All the usual Vertigo critiques apply. The main character’s design is DRAB. It’s not enough to feature a female main character, and think the job done. Comic book characters, the great ones beg to be drawn. Artists sketch endless variations of those characters; fans get tattoos; grown-ups play dress-up. A great cartoon character is more than just a drawing of a person; it’s a symbolic gateway into an entire fictional world. All of the successful Vertigo series have starred comic book characters. Agent Graves, Jesse Custer, King Mob, Spider Jerusalem, Yorick Brown; as a SCALPED fan, I’d happily argue on behalf of Dashiell Bad Horse. And I personally don’t think that’s a bug to comics; I think that’s a feature.
The lead character of AIR is an ugly blonde in a neckerchief, and a severe ponytail. What’s comic about such a miserable creature? I’ll grant you, this matches the image in my head of the vast majority of the unpleasant, soul-dead flight attendants I’ve had the misfortune of dealing with in the United States. Air travel was drained of any drip or drop of glamour in the late 70’s and early 80’s– the airlines stopped hiring Pierre Cardin after a while (so did the nurses). Was anyone alive for the Coffee, Tea or Me days? If that’s a problem for you, fly in Asia. Fly in Asia where sex harassment lawsuits have apparently not yet found a receptive audience.

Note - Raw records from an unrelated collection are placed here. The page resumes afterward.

PR #8111, opened 2023-01-03
Scope down apigw ids with arn:aws:apigateway

cahn1:
This PR will fix "list index out of range" error when `AssociateWebACL` or `DisassociateWebACL` happens on the resources (ex: ALB, CloudFront) other than APIGW stage. 

Problem scenario:

Example APIGW policy:
```
policies:
  - name: apigw-set-waf
    resource: rest-stage
    mode:
      type: cloudtrail
      events:
        - event: UpdateStage
          ids: responseElements.deploymentId
          source: apigateway.amazonaws.com
        - event: AssociateWebACL
          ids: requestParameters.resourceArn
          source: wafv2.amazonaws.com
```

When `AssociateWebACL` happens on ALB, that event also triggers the APIGW policy. 
Since  this event occurred on ALB, APIGW should filter to Resources [] but current code can't handle that.

Instead it throws this error:
```
[ERROR] IndexError: list index out of range
    p.push(event, context)
  File "/var/task/c7n/policy.py", line 487, in run
  File "/var/task/c7n/policy.py", line 691, in resolve_resources
    return super().resolve_resources(event)
  File "/var/task/c7n/policy.py", line 469, in resolve_resources
  File "/var/task/c7n/query.py", line 576, in get_resources
    resources = self.source.get_resources(ids)
  File "/var/task/c7n/resources/apigw.py", line 321, in get_resources
    stageName=parts[4])
```

Below simple change will fix this error since it will only check `apigateway` resource ids.

CC @StevenGunn @darrendao


thisisshi (approved):
thanks, lgtm

Issue #8079, opened 2022-12-12
aws - route53.recovery-readiness - add resource and tagging support


jerryhxu:
### Describe the feature

Currently, custodian does not have support for route53 recovery readiness. This issue will add the resource and tagging support.

### Extra information or context

I will work on this issue.

jerryhxu:
The resource is added and PR is merged.

PR #8112, opened 2023-01-03
aws -  route53 recovery readiness-check - add resource and tagging support

jerryhxu:
This PR will add a new resource AWS route53 readiness-check and tagging support for Amazon Route 53 Application Recovery Controller. This PR will close the issue: https://github.com/cloud-custodian/cloud-custodian/issues/8079


c7n/resources/route53.py
```diff
@@ -613,3 +614,82 @@ def process(self, resources, event=None):
...
+
+@resources.register('readiness-check')
+class ReadinessCheck(QueryResourceManager):
+
+    class resource_type(TypeInfo):
+        service = 'route53-recovery-readiness'
+        arn_type = 'readiness-check'
+        enum_spec = ('list_readiness_checks', 'ReadinessChecks', None)
+        name = id = 'ReadinessCheckName'
+        universal_taggable = object()
```
kapilt, line 627: afaics we're not using universal (aka resource group tagging) vs manual use of the service's tag api,  in which case this attribute should be omitted.

jerryhxu: @kapilt , Thanks for the comment. I removed that universal_taggable attribute.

AIR exists in that glamour-of-flight-is-dead world. Which I actually find extremely interesting, so interesting that I almost want to forgive everything.
While some have derided the book for being vague as to place, I would argue that’s the book’s greatest strength. The reality of travel is once you step through security, once you’re separate from your home, your luggage, your clothes, your supplies… Who are you anymore? You’re anonymous; you’re an ID in your wallet. You cross over to some fuck-ugly phantom world of Cinnabons, Au Bon Pain, magazine racks, uncomfortable seats, crying babies, identical anonymous spaces. Wondering, “Who the hell buys porn magazines in an airport? And where do they, you know, *use* it?” But someone does buy it and that means someone invariably uses it somewhere, and often too because there’s vast swaths of porno in every airport you’ve ever been in. You could be US Senator, but step into an airport and anonymous gay bathroom sex suddenly becomes a reasonable, logical option.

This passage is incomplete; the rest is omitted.